(Stored items)

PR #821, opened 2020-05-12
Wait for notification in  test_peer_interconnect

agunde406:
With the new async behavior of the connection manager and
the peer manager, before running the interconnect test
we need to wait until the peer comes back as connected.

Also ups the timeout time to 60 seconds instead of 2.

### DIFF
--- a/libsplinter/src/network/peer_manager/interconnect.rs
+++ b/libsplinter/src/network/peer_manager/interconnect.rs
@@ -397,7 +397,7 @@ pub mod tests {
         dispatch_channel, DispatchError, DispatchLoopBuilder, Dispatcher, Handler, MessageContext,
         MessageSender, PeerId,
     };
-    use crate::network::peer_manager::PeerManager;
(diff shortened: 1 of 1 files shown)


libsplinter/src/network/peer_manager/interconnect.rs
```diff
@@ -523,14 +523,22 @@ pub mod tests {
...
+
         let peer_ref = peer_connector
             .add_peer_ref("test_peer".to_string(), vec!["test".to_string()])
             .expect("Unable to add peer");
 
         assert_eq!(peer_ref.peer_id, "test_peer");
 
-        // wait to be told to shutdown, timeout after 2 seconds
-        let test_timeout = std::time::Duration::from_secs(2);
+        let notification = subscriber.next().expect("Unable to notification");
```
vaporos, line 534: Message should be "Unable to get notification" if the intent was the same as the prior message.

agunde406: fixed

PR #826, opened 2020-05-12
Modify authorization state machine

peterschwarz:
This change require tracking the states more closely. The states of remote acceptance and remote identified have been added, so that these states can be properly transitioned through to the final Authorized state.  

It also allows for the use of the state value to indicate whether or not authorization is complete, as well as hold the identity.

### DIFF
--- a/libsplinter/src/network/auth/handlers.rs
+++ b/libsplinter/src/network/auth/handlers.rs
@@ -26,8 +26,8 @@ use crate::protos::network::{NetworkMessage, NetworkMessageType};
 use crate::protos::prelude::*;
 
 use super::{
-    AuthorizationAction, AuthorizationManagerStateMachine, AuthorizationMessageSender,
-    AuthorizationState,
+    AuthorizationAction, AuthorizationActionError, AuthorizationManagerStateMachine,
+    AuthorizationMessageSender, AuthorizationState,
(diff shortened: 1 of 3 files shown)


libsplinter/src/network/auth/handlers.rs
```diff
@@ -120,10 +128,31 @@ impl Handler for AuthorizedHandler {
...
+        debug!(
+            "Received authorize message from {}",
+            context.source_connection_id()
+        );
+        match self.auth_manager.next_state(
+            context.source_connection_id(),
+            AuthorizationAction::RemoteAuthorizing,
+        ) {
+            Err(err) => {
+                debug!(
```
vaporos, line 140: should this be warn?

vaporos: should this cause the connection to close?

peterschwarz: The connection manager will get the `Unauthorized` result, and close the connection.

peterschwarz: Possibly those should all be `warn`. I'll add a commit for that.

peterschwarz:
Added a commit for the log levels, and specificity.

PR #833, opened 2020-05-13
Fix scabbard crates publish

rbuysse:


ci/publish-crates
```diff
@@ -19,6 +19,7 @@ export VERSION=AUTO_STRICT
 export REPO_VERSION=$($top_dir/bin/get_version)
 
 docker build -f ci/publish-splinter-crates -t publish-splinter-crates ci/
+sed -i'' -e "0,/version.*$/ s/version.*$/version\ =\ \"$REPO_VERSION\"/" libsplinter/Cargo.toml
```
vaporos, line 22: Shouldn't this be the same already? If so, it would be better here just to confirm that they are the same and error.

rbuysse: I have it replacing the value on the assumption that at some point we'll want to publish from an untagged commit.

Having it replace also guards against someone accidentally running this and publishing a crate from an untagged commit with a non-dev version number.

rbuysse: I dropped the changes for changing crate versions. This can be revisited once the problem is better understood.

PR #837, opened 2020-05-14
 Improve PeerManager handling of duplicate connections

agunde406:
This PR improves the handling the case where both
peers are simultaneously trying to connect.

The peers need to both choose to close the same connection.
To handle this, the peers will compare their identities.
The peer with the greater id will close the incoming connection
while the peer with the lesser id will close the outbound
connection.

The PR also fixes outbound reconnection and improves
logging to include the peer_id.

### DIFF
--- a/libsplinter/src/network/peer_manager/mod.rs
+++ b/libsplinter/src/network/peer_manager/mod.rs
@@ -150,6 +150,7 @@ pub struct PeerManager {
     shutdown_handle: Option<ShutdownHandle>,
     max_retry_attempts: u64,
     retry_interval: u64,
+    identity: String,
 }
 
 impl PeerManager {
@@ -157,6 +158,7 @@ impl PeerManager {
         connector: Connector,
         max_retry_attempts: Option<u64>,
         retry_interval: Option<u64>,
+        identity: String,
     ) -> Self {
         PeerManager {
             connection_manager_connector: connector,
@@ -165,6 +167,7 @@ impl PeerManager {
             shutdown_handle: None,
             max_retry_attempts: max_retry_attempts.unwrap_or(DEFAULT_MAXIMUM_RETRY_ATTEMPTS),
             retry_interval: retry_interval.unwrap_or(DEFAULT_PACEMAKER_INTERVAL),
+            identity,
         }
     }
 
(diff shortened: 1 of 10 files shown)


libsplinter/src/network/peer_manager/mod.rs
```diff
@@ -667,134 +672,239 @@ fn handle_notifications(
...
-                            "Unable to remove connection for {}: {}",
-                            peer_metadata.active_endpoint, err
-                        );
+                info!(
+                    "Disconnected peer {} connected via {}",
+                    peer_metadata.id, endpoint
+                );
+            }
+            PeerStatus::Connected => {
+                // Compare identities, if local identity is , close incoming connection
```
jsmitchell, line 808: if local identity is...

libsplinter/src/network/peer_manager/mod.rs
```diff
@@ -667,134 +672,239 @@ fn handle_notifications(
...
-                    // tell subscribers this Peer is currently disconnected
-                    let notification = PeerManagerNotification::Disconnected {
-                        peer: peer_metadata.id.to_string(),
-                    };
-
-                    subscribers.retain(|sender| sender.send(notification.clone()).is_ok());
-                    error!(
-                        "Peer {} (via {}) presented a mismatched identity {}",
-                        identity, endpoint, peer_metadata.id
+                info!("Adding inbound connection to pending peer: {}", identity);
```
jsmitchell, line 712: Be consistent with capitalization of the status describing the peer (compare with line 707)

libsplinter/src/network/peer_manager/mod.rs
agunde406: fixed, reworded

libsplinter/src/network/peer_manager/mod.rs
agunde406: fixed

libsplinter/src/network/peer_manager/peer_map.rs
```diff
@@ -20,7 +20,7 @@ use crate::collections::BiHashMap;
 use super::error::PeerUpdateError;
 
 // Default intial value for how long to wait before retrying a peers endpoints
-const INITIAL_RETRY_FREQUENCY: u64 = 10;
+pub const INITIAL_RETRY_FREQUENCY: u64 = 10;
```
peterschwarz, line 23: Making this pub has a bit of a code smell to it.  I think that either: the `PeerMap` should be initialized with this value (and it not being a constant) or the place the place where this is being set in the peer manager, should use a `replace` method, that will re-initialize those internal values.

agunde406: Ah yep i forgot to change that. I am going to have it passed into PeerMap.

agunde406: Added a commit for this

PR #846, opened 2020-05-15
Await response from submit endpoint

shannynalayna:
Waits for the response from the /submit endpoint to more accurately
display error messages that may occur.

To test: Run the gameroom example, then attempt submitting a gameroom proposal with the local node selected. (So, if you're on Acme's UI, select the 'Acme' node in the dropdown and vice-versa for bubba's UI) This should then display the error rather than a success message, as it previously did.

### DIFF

HOW TO COMPLETE THIS TASK - Return the records in their entirety. Keep every character as it is.

FINAL ANSWER -
PR #821, opened 2020-05-12
Wait for notification in  test_peer_interconnect

agunde406:
With the new async behavior of the connection manager and
the peer manager, before running the interconnect test
we need to wait until the peer comes back as connected.

Also ups the timeout time to 60 seconds instead of 2.

### DIFF
--- a/libsplinter/src/network/peer_manager/interconnect.rs
+++ b/libsplinter/src/network/peer_manager/interconnect.rs
@@ -397,7 +397,7 @@ pub mod tests {
         dispatch_channel, DispatchError, DispatchLoopBuilder, Dispatcher, Handler, MessageContext,
         MessageSender, PeerId,
     };
-    use crate::network::peer_manager::PeerManager;
(diff shortened: 1 of 1 files shown)


libsplinter/src/network/peer_manager/interconnect.rs
```diff
@@ -523,14 +523,22 @@ pub mod tests {
...
+
         let peer_ref = peer_connector
             .add_peer_ref("test_peer".to_string(), vec!["test".to_string()])
             .expect("Unable to add peer");
 
         assert_eq!(peer_ref.peer_id, "test_peer");
 
-        // wait to be told to shutdown, timeout after 2 seconds
-        let test_timeout = std::time::Duration::from_secs(2);
+        let notification = subscriber.next().expect("Unable to notification");
```
vaporos, line 534: Message should be "Unable to get notification" if the intent was the same as the prior message.

agunde406: fixed

PR #826, opened 2020-05-12
Modify authorization state machine

peterschwarz:
This change require tracking the states more closely. The states of remote acceptance and remote identified have been added, so that these states can be properly transitioned through to the final Authorized state.  

It also allows for the use of the state value to indicate whether or not authorization is complete, as well as hold the identity.

### DIFF
--- a/libsplinter/src/network/auth/handlers.rs
+++ b/libsplinter/src/network/auth/handlers.rs
@@ -26,8 +26,8 @@ use crate::protos::network::{NetworkMessage, NetworkMessageType};
 use crate::protos::prelude::*;
 
 use super::{
-    AuthorizationAction, AuthorizationManagerStateMachine, AuthorizationMessageSender,
-    AuthorizationState,
+    AuthorizationAction, AuthorizationActionError, AuthorizationManagerStateMachine,
+    AuthorizationMessageSender, AuthorizationState,
(diff shortened: 1 of 3 files shown)


libsplinter/src/network/auth/handlers.rs
```diff
@@ -120,10 +128,31 @@ impl Handler for AuthorizedHandler {
...
+        debug!(
+            "Received authorize message from {}",
+            context.source_connection_id()
+        );
+        match self.auth_manager.next_state(
+            context.source_connection_id(),
+            AuthorizationAction::RemoteAuthorizing,
+        ) {
+            Err(err) => {
+                debug!(
```
vaporos, line 140: should this be warn?

vaporos: should this cause the connection to close?

peterschwarz: The connection manager will get the `Unauthorized` result, and close the connection.

peterschwarz: Possibly those should all be `warn`. I'll add a commit for that.

peterschwarz:
Added a commit for the log levels, and specificity.

PR #833, opened 2020-05-13
Fix scabbard crates publish

rbuysse:


ci/publish-crates
```diff
@@ -19,6 +19,7 @@ export VERSION=AUTO_STRICT
 export REPO_VERSION=$($top_dir/bin/get_version)
 
 docker build -f ci/publish-splinter-crates -t publish-splinter-crates ci/
+sed -i'' -e "0,/version.*$/ s/version.*$/version\ =\ \"$REPO_VERSION\"/" libsplinter/Cargo.toml
```
vaporos, line 22: Shouldn't this be the same already? If so, it would be better here just to confirm that they are the same and error.

rbuysse: I have it replacing the value on the assumption that at some point we'll want to publish from an untagged commit.

Having it replace also guards against someone accidentally running this and publishing a crate from an untagged commit with a non-dev version number.

rbuysse: I dropped the changes for changing crate versions. This can be revisited once the problem is better understood.

PR #837, opened 2020-05-14
 Improve PeerManager handling of duplicate connections

agunde406:
This PR improves the handling the case where both
peers are simultaneously trying to connect.

The peers need to both choose to close the same connection.
To handle this, the peers will compare their identities.
The peer with the greater id will close the incoming connection
while the peer with the lesser id will close the outbound
connection.

The PR also fixes outbound reconnection and improves
logging to include the peer_id.

### DIFF
--- a/libsplinter/src/network/peer_manager/mod.rs
+++ b/libsplinter/src/network/peer_manager/mod.rs
@@ -150,6 +150,7 @@ pub struct PeerManager {
     shutdown_handle: Option<ShutdownHandle>,
     max_retry_attempts: u64,
     retry_interval: u64,
+    identity: String,
 }
 
 impl PeerManager {
@@ -157,6 +158,7 @@ impl PeerManager {
         connector: Connector,
         max_retry_attempts: Option<u64>,
         retry_interval: Option<u64>,
+        identity: String,
     ) -> Self {
         PeerManager {
             connection_manager_connector: connector,
@@ -165,6 +167,7 @@ impl PeerManager {
             shutdown_handle: None,
             max_retry_attempts: max_retry_attempts.unwrap_or(DEFAULT_MAXIMUM_RETRY_ATTEMPTS),
             retry_interval: retry_interval.unwrap_or(DEFAULT_PACEMAKER_INTERVAL),
+            identity,
         }
     }
 
(diff shortened: 1 of 10 files shown)


libsplinter/src/network/peer_manager/mod.rs
```diff
@@ -667,134 +672,239 @@ fn handle_notifications(
...
-                            "Unable to remove connection for {}: {}",
-                            peer_metadata.active_endpoint, err
-                        );
+                info!(
+                    "Disconnected peer {} connected via {}",
+                    peer_metadata.id, endpoint
+                );
+            }
+            PeerStatus::Connected => {
+                // Compare identities, if local identity is , close incoming connection
```
jsmitchell, line 808: if local identity is...

libsplinter/src/network/peer_manager/mod.rs
```diff
@@ -667,134 +672,239 @@ fn handle_notifications(
...
-                    // tell subscribers this Peer is currently disconnected
-                    let notification = PeerManagerNotification::Disconnected {
-                        peer: peer_metadata.id.to_string(),
-                    };
-
-                    subscribers.retain(|sender| sender.send(notification.clone()).is_ok());
-                    error!(
-                        "Peer {} (via {}) presented a mismatched identity {}",
-                        identity, endpoint, peer_metadata.id
+                info!("Adding inbound connection to pending peer: {}", identity);
```
jsmitchell, line 712: Be consistent with capitalization of the status describing the peer (compare with line 707)

libsplinter/src/network/peer_manager/mod.rs
agunde406: fixed, reworded

libsplinter/src/network/peer_manager/mod.rs
agunde406: fixed

libsplinter/src/network/peer_manager/peer_map.rs
```diff
@@ -20,7 +20,7 @@ use crate::collections::BiHashMap;
 use super::error::PeerUpdateError;
 
 // Default intial value for how long to wait before retrying a peers endpoints
-const INITIAL_RETRY_FREQUENCY: u64 = 10;
+pub const INITIAL_RETRY_FREQUENCY: u64 = 10;
```
peterschwarz, line 23: Making this pub has a bit of a code smell to it.  I think that either: the `PeerMap` should be initialized with this value (and it not being a constant) or the place the place where this is being set in the peer manager, should use a `replace` method, that will re-initialize those internal values.

agunde406: Ah yep i forgot to change that. I am going to have it passed into PeerMap.

agunde406: Added a commit for this

PR #846, opened 2020-05-15
Await response from submit endpoint

shannynalayna:
Waits for the response from the /submit endpoint to more accurately
display error messages that may occur.

To test: Run the gameroom example, then attempt submitting a gameroom proposal with the local node selected. (So, if you're on Acme's UI, select the 'Acme' node in the dropdown and vice-versa for bubba's UI) This should then display the error rather than a success message, as it previously did.

### DIFF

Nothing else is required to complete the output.